**What the task asks:** Your answer should consist of each line from the data below that contains "packaging".

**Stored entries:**
PR #9218, opened 2025-07-31
Refactor binary downloads in agent packaging targets

swiatekm:
## What does this PR do?

Refactors how the agent packaging target downloads binaries. The intent is to make it possible to cache the binaries locally and avoid having to redownload them. See https://github.com/elastic/elastic-agent/pull/9133 for the full context.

**Task result:**
Refactor binary downloads in agent packaging targets
Refactors how the agent packaging target downloads binaries. The intent is to make it possible to cache the binaries locally and avoid having to redownload them. See https://github.com/elastic/elastic-agent/pull/9133 for the full context.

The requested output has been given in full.